# Dog looks weird



## cltyus (Feb 8, 2014)

Hey I had a guy recommend a small kennel that looks kinda backyardish to me and wanted one of you vets to look for me. I am looking for an active working line dog first as a family companion, protective, stable temperament, etc that can also do sports. I looked at this kennel called Tonti trail. The male of the breeding looks alright. 

Landon von Schone Stadt

That's his pedigree, the mom looks weird to me, maybe she's chunky or something idk, but can you look at pedigree ? They have just her mom and dad's pedigree under her name for some reason....


Here she is...named vala

Females

Vala's sire
FARVE VON SCHNEIDEN FELS CHAOS


Vala's dam

Cami Von Gotter Schopfung


Something about vala looks weird to me, but I'm a rookie, her parents look fine though! Please give me your input.....thank you guys


----------



## my boy diesel (Mar 9, 2013)

i thought i was looking 
at a shelter or rescue page
wow


----------



## onyx'girl (May 18, 2007)

I'd keep looking...nothing on that site would have me support that breeder.


----------



## cltyus (Feb 8, 2014)

Thanks guys, i didn't think I was crazy, the dogs don't look happy lol


----------



## LeoRose (Jan 10, 2013)

What really looks weird is their "health guarantee", especially this part: "The puppy will be named with the litter letter beginning the first name and "vom tonti" as the ending. For example a pup from the “A” litter could be named Alix Vom Tonti. If a pup is not registered in this manner the health guarantee is void.". I've seen "health guarantees" that required you to feed a certain brand of food or give a certain vitamin supplement, but this is the first one I can remember that is voided over the dogs' name.


----------



## misslesleedavis1 (Dec 5, 2013)

Poor Brita, only 100.00, she looks used hard,


----------



## misslesleedavis1 (Dec 5, 2013)

LeoRose said:


> What really looks weird is their "health guarantee", especially this part: "The puppy will be named with the litter letter beginning the first name and "vom tonti" as the ending. For example a pup from the “A” litter could be named Alix Vom Tonti. If a pup is not registered in this manner the health guarantee is void.". I've seen "health guarantees" that required you to feed a certain brand of food or give a certain vitamin supplement, but this is the first one I can remember that is voided over the dogs' name.


Why would that be?


----------



## Kayos and Havoc (Oct 17, 2002)

Run -- fast. Keep looking.


----------



## Liesje (Mar 4, 2007)

LeoRose said:


> What really looks weird is their "health guarantee", especially this part: "The puppy will be named with the litter letter beginning the first name and "vom tonti" as the ending. For example a pup from the “A” litter could be named Alix Vom Tonti. If a pup is not registered in this manner the health guarantee is void.". I've seen "health guarantees" that required you to feed a certain brand of food or give a certain vitamin supplement, but this is the first one I can remember that is voided over the dogs' name.

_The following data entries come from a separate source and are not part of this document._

PR #1487, opened 2026-09-08
fix(shadowfork): count delivered snapshot bytes with curl -w instead of a FIFO

qu0b:
Follow-up to #1486, which merged before this landed on its branch.

The byte counter in the resumable snapshot download was a FIFO + `tee` + `wc -c`. On a live mainnet shadow fork (erigon + reth, two concurrent streams at ~100 MB/s each) busybox `wc` sat at 82% CPU and `tee` at 45% per stream — more than `tar` + `zstd` together. curl already knows how many bytes it delivered: `-w '%{stderr}%{size_download}'` reports it on stderr, so the stream stays clean and the FIFO, `tee`, `wc` and the background job all go away. Same resume semantics, fewer moving parts.

Re-verified on the rewritten script:

```
fetching from byte 0 (attempt 1)
stream broke (curl 18) at byte 607420416, resuming
fetching from byte 607420416 (attempt 2)
stream broke (curl 18) at byte 1209532416, resuming
fetching from byte 1209532416 (attempt 3)
→ exit 0, sha256 over every extracted file identical to a straight extraction
```
```
stream broke (curl 18) at byte 297762816, resuming
fetching from byte 297762816 (attempt 2)
fatal curl error 33 at byte 297762816      (server ignoring Range → exit 2, no /tmp/finished)
```

`kurtosis lint` clean; rendered script passes `shellcheck -s sh` and `sh -n` under alpine 3.19 (curl 8.14).


qu0b:
Closing data point from the mainnet run that motivated #1486 (erigon + reth @ 25852100, both snapshots pulled from `snapshots.ethpandaops.io` concurrently through one uplink):

| client | tarball | on disk | attempts | server-side stream closes (`curl 92`) | wall clock |
|---|---:|---:|---:|---:|---:|
| erigon | 370 GB | 465 GB | 8 | 7 | 80 min |
| reth | 815 GB | 1,014 GB | 16 | 15 | 2 h 38 min |

22 dropped connections between the two — every one resumed at the exact byte, both datadirs complete, enclave launched and the ELs answering at 25852100. The old three-attempts-from-zero loop had failed the same run after 6 h with nothing on disk.

qu0b:
Added one more commit: `--speed-limit 1000000 --speed-time 60` on the curl. curl only times out the *connect*; a stream that stalls without closing (no FIN/RST) would otherwise hang the download forever. Under 1 MB/s for 60 s curl exits 28 and the resume loop continues from the delivered byte. No effect on a healthy stream.

qu0b:
Correction on the stall guard: 1 MB/s over 60 s would abort a *slow* link, not just a stalled one — on a congested uplink it would churn every minute and give up after 500 attempts where the plain loop would have crawled to completion. Changed to `--speed-limit 1024 --speed-time 120`: zero progress for two minutes, which a working link never trips. Nothing we observed needed the guard (every break so far was a server-side stream close, which curl exits on); it exists for a connection that stays open and sends nothing, which inside a 24h wait would otherwise be invisible for a day.

pk910 (approved):

qu0b:
Good catch on the empty `/tmp/got` path, and thanks for exercising the exit codes. Fixed in 3d9b13da, but deliberately **not** with a default-to-0: if curl ever exits without its write-out, the realistic cause is a signal kill mid-transfer, and by then the bytes it delivered are already inside `tar`. Resuming at the old offset would replay those bytes into the archive and corrupt the extraction silently. So a missing or non-numeric count is now an explicit fatal:

```
curl exited 137 without a byte count ('Killed') -- bytes already handed to tar are unaccounted for, refusing to resume
```

Reproduced with a `curl` shim that writes 4 KiB and `kill -KILL`s itself: the loop aborts with that line, tar fails, exit 2, no `/tmp/finished` — instead of the ash `arithmetic syntax error`. The pre-transfer exits (7/28/35/…) still carry a `0` write-out and resume as before.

Many breeders require this naming scheme but just write in the first letter on the registration paper. When you agree to buy the puppy, you agree to the naming scheme. Holding the health guarantee hostage is kind of a weird thing to do, but the naming scheme is not.


----------



## Msmaria (Mar 2, 2013)

Just wondering, from a person that has no idea what to look for in a breeder, what is so bad about this one? Everyone is saying run but not why. I cant imagine the only reason is the name clause in the health guarantee.


----------



## meldy (Oct 23, 2013)

my boy diesel said:


> i thought i was looking
> at a shelter or rescue page
> wow


 
Im brand new to this too...and thought the same thing >.<


----------



## misslesleedavis1 (Dec 5, 2013)

Msmaria said:


> Just wondering, from a person that has no idea what to look for in a breeder, what is so bad about this one? Everyone is saying run but not why. I cant imagine the only reason is the name clause in the health guarantee.


I am new to it too, but when i saw Brita being sold off for 100 looking haggered i got it.


----------



## meldy (Oct 23, 2013)

Msmaria said:


> Just wondering, from a person that has no idea what to look for in a breeder, what is so bad about this one? Everyone is saying run but not why. I cant imagine the only reason is the name clause in the health guarantee.


 
Im new, like I said, but every dog made me cringe just conformationally (although most of my 'experience' is translated across from horses so Im probably right off my rocker)
None of those dogs look like pure GSD's to me with the exception of maybe one or two. They all look off...like they were litter rejects from better bred dogs that someone purchased cheap and decided to breed.
I dunno...Im brand frikkin new and you couldn't give me a dog from any of those pairings. It just looks like a health disaster waiting to happen.

You said yourself the dogs look weird...they do. Someone else can better say why they look weird but if your gut is already saying "WTF" then trust it.


----------



## mydogs (May 4, 2012)

The pedigrees show SchH titles. The dogs on this page have no titles at all, some hips are only rated good. And the man holding their leashes looks creepy from what I can see the conditions of where they take the pics is a no. 


Sent from Petguide.com Free App


----------



## mydogs (May 4, 2012)

He also says the pups would make great schutzhund dogs well why aren't his dogs titled? Dogs look bad just being honest here. 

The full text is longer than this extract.